PR #105, opened 2024-10-23
Splits for HSCDataSet

mtauraso:
- HSCDataSet has been significantly modified to implement splits
- Constructors for fibad_data_sets now take a split argument
- Tests pass, but new functionality not yet tested
- New configs added in new "prepare" section to define splits
- Some configs in "model" reorganized to a "train" section that is similar to the "prepare" "predict" and "download" sections in that it configures the action more than anything else.
- Added "split" config to train and predict sections to select the split that will be used.

### DIFF
--- a/src/fibad/data_sets/example_cifar_data_set.py
+++ b/src/fibad/data_sets/example_cifar_data_set.py
@@ -11,11 +11,17 @@ class CifarDataSet(CIFAR10):
     FIBAD config with a transformation that works well for example code.
     """
 
-    def __init__(self, config):
+    def __init__(self, config, split: str):
         transform = transforms.Compose(
             [transforms.ToTensor(), transforms.Normalize((0.5, 0.5, 0.5), (0.5, 0.5, 0.5))]
         )
-        super().__init__(root=config["general"]["data_dir"], train=True, download=True, transform=transform)
+
+        if split not in ["train", "test"]:
+            RuntimeError("CIFAR10 dataset only supports 'train' and 'test' splits.")
+
+        train = split == "train"
+
+        super().__init__(root=config["general"]["data_dir"], train=train, download=True, transform=transform)
 
     def shape(self):
         return (3, 32, 32)
--- a/src/fibad/data_sets/hsc_data_set.py
+++ b/src/fibad/data_sets/hsc_data_set.py
@@ -2,7 +2,7 @@
 
 import logging
 import re
-from copy import copy
+from copy import copy, deepcopy
 from pathlib import Path
 from typing import Literal, Optional, Union
 
@@ -26,7 +26,7 @@ class HSCDataSet(Dataset):
 
     """
 
-    def __init__(self, config, split: Union[str, None] = None):
+    def __init__(self, config, split: Union[str, None]):
         # initialize the filesystem references
         self.container = HSCDataSetContainer(config)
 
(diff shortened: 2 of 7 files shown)


src/fibad/data_sets/hsc_data_set.py
```diff
@@ -18,6 +19,235 @@
...
 @fibad_data_set
 class HSCDataSet(Dataset):
+    """Interface object to allow simple access to splits on a corpus of HSC data files
+
+    f/s operations and management are handled in HSCDatSetContainer
+    splits on the dataset and their generation are handled by HSCDataSetSplit
+
+    """
+
+    def __init__(self, config, split: Union[str, None] = None):
```
mtauraso, line 29: The default value of `split=None` here is to get some tests to pass short-term.  The intent is to have the function signature for any `@fibad_data_set` `__init__()` require a split to be provided, or you explicitly pass `None` because it was in a config.

src/fibad/data_sets/hsc_data_set.py
```diff
@@ -18,6 +19,235 @@
...
+        return self.container.shape()
+
+    def __getitem__(self, idx: int) -> torch.Tensor:
+        return self.current_split[idx]
+
+    def __len__(self) -> int:
+        return len(self.current_split)
+
+
+class HSCDataSetSplit(Dataset):
```
mtauraso, line 97: This class had more functionality in the first draft of this, but it now looks a lot like a glorified numpy masked array.

I ended up writing it this way to ensure there's only ever 1 `HSCDatasetContainer` because I expect it to have references to ~10M files at runtime, and I never want a copy made of that object.

If anyone has suggestions to preserve object lifetimes while rewriting this to be shorter with `numpy.ma` I'm interested.

src/fibad/data_sets/example_cifar_data_set.py
drewoldag, line 1: This section looks fine for now. I just searched a bit for CIFAR10 validation sets, and found an inspirational gist here: https://gist.github.com/kevinzakka/d33bf8d6c7f06a9d8c76d97a7879f5cb#file-data_loader-py-L90-L109

Also, I was unaware of the `sampler` parameter that can be passed to DataLoader. I do wonder if it would be helpful, of just get in the way of using HuggingFace datasets.

drewoldag (approved):
Overall I think this looks good for now. The amount of extra code in the hsc_data_set module makes me a little nervous about future users needing to implement similar code for splits, but I also think that is something we can address down the line. 

And I can work with Max to figure out how to adjust the kbmod-ml dataset module to work within this new paradigm.

src/fibad/fibad_default_config.toml
```diff
@@ -92,6 +93,41 @@ batch_size = 32
...
+# It is an error for these values to add to more than 1.0 as ratios or the size of the dataset if expressed
+# as integers.
+#
+# test_size: Size of the test split
+# If `float`, should be between `0.0` and `1.0` and represent the proportion of the dataset to include in the 
+# test split.
+# If `int`, represents the absolute number of test samples.
+# If `false`, the value is set to the complement of the train size.
+# If `train_size` is also `false`, it will be set to `0.25`.
+test_size = 0.6
```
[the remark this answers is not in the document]
mtauraso: I'm going to fix this,  because like you say it is trivial to fix.

I'm also going to adopt your values, because I'm not sure where I got those values from 😄

mtauraso:
> The amount of extra code in the hsc_data_set module makes me a little nervous about future users needing to implement similar code for splits, but I also think that is something we can address down the line.

This also worried me while writing it. I'm going to think about what an external dataset writer can do as we implement huggingface. Hopefully there is an easy way to essentially explain one's data to huggingface and then ask it to perform the split.  I tried to fashion this after their (and scikit.learn's) split code in the hopes that when we get there we're interface compatible. That choice did make the implementation of this PR somewhat more complex than just "add splits"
━━━━
About this exercise |
Output the entire set of records exactly as shown.

Output of the exercise |
PR #105, opened 2024-10-23
Splits for HSCDataSet

mtauraso:
- HSCDataSet has been significantly modified to implement splits
- Constructors for fibad_data_sets now take a split argument
- Tests pass, but new functionality not yet tested
- New configs added in new "prepare" section to define splits
- Some configs in "model" reorganized to a "train" section that is similar to the "prepare" "predict" and "download" sections in that it configures the action more than anything else.
- Added "split" config to train and predict sections to select the split that will be used.

### DIFF
--- a/src/fibad/data_sets/example_cifar_data_set.py
+++ b/src/fibad/data_sets/example_cifar_data_set.py
@@ -11,11 +11,17 @@ class CifarDataSet(CIFAR10):
     FIBAD config with a transformation that works well for example code.
     """
 
-    def __init__(self, config):
+    def __init__(self, config, split: str):
         transform = transforms.Compose(
             [transforms.ToTensor(), transforms.Normalize((0.5, 0.5, 0.5), (0.5, 0.5, 0.5))]
         )
-        super().__init__(root=config["general"]["data_dir"], train=True, download=True, transform=transform)
+
+        if split not in ["train", "test"]:
+            RuntimeError("CIFAR10 dataset only supports 'train' and 'test' splits.")
+
+        train = split == "train"
+
+        super().__init__(root=config["general"]["data_dir"], train=train, download=True, transform=transform)
 
     def shape(self):
         return (3, 32, 32)
--- a/src/fibad/data_sets/hsc_data_set.py
+++ b/src/fibad/data_sets/hsc_data_set.py
@@ -2,7 +2,7 @@
 
 import logging
 import re
-from copy import copy
+from copy import copy, deepcopy
 from pathlib import Path
 from typing import Literal, Optional, Union
 
@@ -26,7 +26,7 @@ class HSCDataSet(Dataset):
 
     """
 
-    def __init__(self, config, split: Union[str, None] = None):
+    def __init__(self, config, split: Union[str, None]):
         # initialize the filesystem references
         self.container = HSCDataSetContainer(config)
 
(diff shortened: 2 of 7 files shown)


src/fibad/data_sets/hsc_data_set.py
```diff
@@ -18,6 +19,235 @@
...
 @fibad_data_set
 class HSCDataSet(Dataset):
+    """Interface object to allow simple access to splits on a corpus of HSC data files
+
+    f/s operations and management are handled in HSCDatSetContainer
+    splits on the dataset and their generation are handled by HSCDataSetSplit
+
+    """
+
+    def __init__(self, config, split: Union[str, None] = None):
```
mtauraso, line 29: The default value of `split=None` here is to get some tests to pass short-term.  The intent is to have the function signature for any `@fibad_data_set` `__init__()` require a split to be provided, or you explicitly pass `None` because it was in a config.

src/fibad/data_sets/hsc_data_set.py
```diff
@@ -18,6 +19,235 @@
...
+        return self.container.shape()
+
+    def __getitem__(self, idx: int) -> torch.Tensor:
+        return self.current_split[idx]
+
+    def __len__(self) -> int:
+        return len(self.current_split)
+
+
+class HSCDataSetSplit(Dataset):
```
mtauraso, line 97: This class had more functionality in the first draft of this, but it now looks a lot like a glorified numpy masked array.

I ended up writing it this way to ensure there's only ever 1 `HSCDatasetContainer` because I expect it to have references to ~10M files at runtime, and I never want a copy made of that object.

If anyone has suggestions to preserve object lifetimes while rewriting this to be shorter with `numpy.ma` I'm interested.

src/fibad/data_sets/example_cifar_data_set.py
drewoldag, line 1: This section looks fine for now. I just searched a bit for CIFAR10 validation sets, and found an inspirational gist here: https://gist.github.com/kevinzakka/d33bf8d6c7f06a9d8c76d97a7879f5cb#file-data_loader-py-L90-L109

Also, I was unaware of the `sampler` parameter that can be passed to DataLoader. I do wonder if it would be helpful, of just get in the way of using HuggingFace datasets.

drewoldag (approved):
Overall I think this looks good for now. The amount of extra code in the hsc_data_set module makes me a little nervous about future users needing to implement similar code for splits, but I also think that is something we can address down the line. 

And I can work with Max to figure out how to adjust the kbmod-ml dataset module to work within this new paradigm.

src/fibad/fibad_default_config.toml
```diff
@@ -92,6 +93,41 @@ batch_size = 32
...
+# It is an error for these values to add to more than 1.0 as ratios or the size of the dataset if expressed
+# as integers.
+#
+# test_size: Size of the test split
+# If `float`, should be between `0.0` and `1.0` and represent the proportion of the dataset to include in the 
+# test split.
+# If `int`, represents the absolute number of test samples.
+# If `false`, the value is set to the complement of the train size.
+# If `train_size` is also `false`, it will be set to `0.25`.
+test_size = 0.6
```
[the remark this answers is not in the document]
mtauraso: I'm going to fix this,  because like you say it is trivial to fix.

I'm also going to adopt your values, because I'm not sure where I got those values from 😄

mtauraso:
> The amount of extra code in the hsc_data_set module makes me a little nervous about future users needing to implement similar code for splits, but I also think that is something we can address down the line.

This also worried me while writing it. I'm going to think about what an external dataset writer can do as we implement huggingface. Hopefully there is an easy way to essentially explain one's data to huggingface and then ask it to perform the split.  I tried to fashion this after their (and scikit.learn's) split code in the hopes that when we get there we're interface compatible. That choice did make the implementation of this PR somewhat more complex than just "add splits"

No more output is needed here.